_ASSIGNED TASK_
Please reproduce exactly the line that contains "Test for args parsing 2" and every line after it through the end of the records below, adding nothing else.

(THE INPUT)

PR #1004, opened 2020-05-25
Test for args parsing 2

Psycojoker:
Then end of: https://github.com/YunoHost/yunohost/pull/989

idk if anyone really wants to review, it's boring as hell and was super boring to write.


alexAubin:
Yolomergin because it's "just" tests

(End THE INPUT)

_RESULT_
Test for args parsing 2

Psycojoker:
Then end of: https://github.com/YunoHost/yunohost/pull/989

idk if anyone really wants to review, it's boring as hell and was super boring to write.


alexAubin:
Yolomergin because it's "just" tests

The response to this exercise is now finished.